ABC's Erin Hayes proceeded to explain that
"consumer groups protested from coast to coast." Without ever
identifying the organizer, on the CBS Evening News Dr. Bob
Arnot insisted "consumers around the country were defiantly
pouring" milk on the street since "consumers are angry over
the government's go-ahead for BGH." Who were these
"consumers"? Chicago Sun-Times reporter Neil
Steinberg noted: "Protesters organized by the Pure Food Campaign
dumped an old-fashioned milk can full of milk as part of a national
effort to boycott genetically engineered foods."

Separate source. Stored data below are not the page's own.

PR #77, opened 2016-02-25
fix NFI when used from the truffle partial evaluator

rschatz:
The partial evaluator didn't run the normal Graal invocation plugins like a standard Java compilation. Since the NFI plugin can't do anything useful when the function is not yet constant, it needs to be re-run during partial evaluation.

This PR also contains a unit test demonstrating the problem. It also includes an update of the truffle version, since the unit test triggers the NPE of graalvm/truffle#72.

### DIFF
--- a/graal/com.oracle.graal.java/src/com/oracle/graal/java/BytecodeParser.java
+++ b/graal/com.oracle.graal.java/src/com/oracle/graal/java/BytecodeParser.java
@@ -1534,9 +1534,10 @@ public class BytecodeParser implements GraphBuilderContext {
         return null;
     }
 
-    public void intrinsify(ResolvedJavaMethod targetMethod, ResolvedJavaMethod substitute, ValueNode[] args) {
+    public boolean intrinsify(ResolvedJavaMethod targetMethod, ResolvedJavaMethod substitute, ValueNode[] args) {
         boolean res = inline(targetMethod, substitute, true, args);
         assert res : "failed to inline " + substitute;
+        return res;
     }
 
     private boolean inline(ResolvedJavaMethod targetMethod, ResolvedJavaMethod inlinedMethod, boolean isIntrinsic, ValueNode[] args) {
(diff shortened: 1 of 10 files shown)


rschatz:
@mrigger, this should the native call performance problems in sulong.

graal/com.oracle.graal.truffle.test/src/com/oracle/graal/truffle/test/InstrumentationPETestLanguage.java
```diff
@@ -100,6 +99,7 @@ protected boolean isObjectOfLanguage(Object object) {
         return false;
     }
 
+    @SuppressWarnings("deprecation")
     @Override
     protected Visualizer getVisualizer() {
         return null;
```
woess: we can remove this method when https://github.com/graalvm/truffle/pull/68 is merged.

woess:
@rschatz Thanks for the fix and for adding a test. LGTM.

graal/com.oracle.graal.truffle.test/src/com/oracle/graal/truffle/test/InstrumentationPETestLanguage.java
woess: anyway, the instrumentation tests will be updated soon.

rschatz:
It's failing one of the PE tests. Apparently some of the default graph builder plugins can't run during PE because the GraphBuilderContext implementation used during PE is not complete.

I'll look into how to fix that.

graal/com.oracle.graal.truffle.test/src/com/oracle/graal/truffle/test/InstrumentationPETestLanguage.java
rschatz: Ok. Looks like that's going to be integrated soon, so I'll wait for that change before integrating this...

rschatz:
Fixed, and also updated include graalvm/truffle#68. Please review again.
/cc @thomaswue (because of the PE changes)

rschatz:
The truffle update breaks some truffle unit tests. Due to a bug in mx this doesn't show up in the travis gate. I'm putting this on hold until both the mx and the truffle bug are fixed.

rschatz:
Ok, next try ;)

This is basically the same content as before, but with the truffle update removed, since that was merged separately in the meantime.

PR #83, opened 2016-02-26
mx: set default graal.options.file property to graal.options.

zapster:
/cc @dougxc

### DIFF
--- a/mx.graal-core/mx_graal_8.py
+++ b/mx.graal-core/mx_graal_8.py
@@ -400,20 +400,23 @@ def jdkartifactstats(args):
         print '{:>10}  {}'.format('<missing>', jvmLib)
 
 # Support for -G: options
-def _translateGOption(arg):
-    if arg.startswith('-G:+'):
-        if '=' in arg:
-            mx.abort('Mixing + and = in -G: option specification: ' + arg)
-        arg = '-Dgraal.' + arg[len('-G:+'):] + '=true'
-    elif arg.startswith('-G:-'):
-        if '=' in arg:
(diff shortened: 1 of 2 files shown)


zapster:
Is this change worth a ChangeLog entry?

mx.graal-core/mx_graal_8.py
```diff
@@ -400,20 +400,23 @@ def _getDeployedJars():
...
+            if '=' in arg:
+                mx.abort('Mixing - and = in -G: option specification: ' + arg)
+            arg = '-Dgraal.' + arg[len('-G:+'):] + '=false'
+        elif arg.startswith('-G:'):
+            if '=' not in arg:
+                mx.abort('Missing "=" in non-boolean -G: option specification: ' + arg)
+            arg = '-Dgraal.' + arg[len('-G:'):]
+        return arg
+    # add default graal.options.file and translate -G: options
+    return ['-Dgraal.options.file=graal.options'] + map(_translateGOption, args)
```
tkrodriguez: Shouldn't this be an absolute path into the suite?  Some of the mx commands change their directory before running things so it won't be found in this case.

dougxc: In addition, we should only add the system property to the command line if the file actually exists.

dougxc:
No need for a changelog entry as this is fixing a regression in expected behavior.

mx.graal-core/mx_graal_8.py
zapster: @tkrodriguez  right, suite path is probably better.
@dougxc ok, can do.

PR #85, opened 2016-02-26
Dump graph on failing assert

tkrodriguez:
try to reproduce the g1 assertion failure on jdk9


tkrodriguez:
I saw another failure with G1 barriers in JDK9 so I added some debug output.  I tried running the pull request repeatedly to reproduce it but without luck.  Hopefully it will fail for someone and we'll get some useful output.

PR #86, opened 2016-02-29
GraalCompiler: use more precise compilationUnitName if available.

zapster:
This makes compilation unit name more precise, e.g. for Truffle. The code for getting the JavaMethod is similar to the one used in the graph dumper. Is there a better way to do this other than looking in the debug context?

/cc @woess

### DIFF
--- a/graal/com.oracle.graal.compiler/src/com/oracle/graal/compiler/GraalCompiler.java
+++ b/graal/com.oracle.graal.compiler/src/com/oracle/graal/compiler/GraalCompiler.java
@@ -218,11 +218,11 @@ public class GraalCompiler {
             for (int i = 0; i < EmitLIRRepeatCount.getValue(); i++) {
                 SchedulePhase dummySchedule = new SchedulePhase();
                 dummySchedule.apply(graph);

Arnot allowed that "seven federal agencies
concluded that BGH is safe and that milk produced with it is
indistinguishable from milk that is not," but his conclusion left
the impression it is something to fear: "Stores that say they won't
carry it will have to rely on the supplier's word that their milk is
really BGH- free. Consumers won't really know for certain whether the
milk that they buy is a product of nature or science." Reading off
the same script, Hayes warned: "With no way to actually test for
BGH and no labels required for milk made with it, it will soon be
anybody's guess as to whether their milk is a product of nature, or a
byproduct of science."
In a Feb. 11 Washington Post column Charles
Krauthammer revealed the agenda behind the hysteria, explaining that
Rifkin is a "leading American Luddite, tireless crusader against
bio- technology, `Stephen King of food horror tales'....He is among
other things, anti-cow. His epic Beyond Beef is a 353-page
polemic about the havoc wreaked by these flatulent, environ-mentally
insensitive grass guzzlers." But viewers learned none of this.
NewsBites
Aborting the Mother
Mother Teresa, founder of the Missionaries of Charity, strongly
criticized abortion and its supporters at the National Prayer Breakfast
on February 3. Mother Teresa delivered her condemnation before an
audience which included President Clinton, Vice President Gore and
congressional Democrats. She explained: "I feel the greatest
destroyer of peace today is abortion because Jesus said, `If you receive
a little child, you receive me.' So every abortion is the denial of
receiving Jesus."
Such a strong rebuke in the President's presence by
the world's best-known missionary would, with the presence of conflict
and a compelling picture, qualify as great TV. But while The
Washington Post and The New York Times covered it, the
networks did not.
Gold Medal Gush
Olympics coverage usually inspires an examination of the host country's
customs, and this year was no exception. On CBS This Morning
February 24, co-host Paula Zahn played the role of advocate:
"Children here are not only considered yours, but citizens of
Norway, with the same rights as grown-ups, the right to free education
and free health care, and the right to have their questions and concerns
heard by those in power."
Zahn said Norway provides a year of paid parental
leave for mothers or fathers and, "to ease the financial burden of
raising a family, the state pays an allowance of about...120 dollars per
month for each child, regardless of family income." But
"free" education and health care and state allowances come at
a cost that Zahn failed to mention: Norway is among the highest-taxed
nations in the industrialized world, extracting over 50 percent more in
revenues per capita than the United States.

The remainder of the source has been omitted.